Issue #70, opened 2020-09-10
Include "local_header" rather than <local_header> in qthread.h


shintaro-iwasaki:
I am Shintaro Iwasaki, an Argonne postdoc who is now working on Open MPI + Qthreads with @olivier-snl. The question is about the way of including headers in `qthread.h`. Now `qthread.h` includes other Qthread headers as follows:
========
— Problem requirements —
Starting with the line that holds "<local_header> in qthread.h", copy each remaining line of the listing above exactly, through the last one.

— Worked solution —
Include "local_header" rather than <local_header> in qthread.h


shintaro-iwasaki:
I am Shintaro Iwasaki, an Argonne postdoc who is now working on Open MPI + Qthreads with @olivier-snl. The question is about the way of including headers in `qthread.h`. Now `qthread.h` includes other Qthread headers as follows:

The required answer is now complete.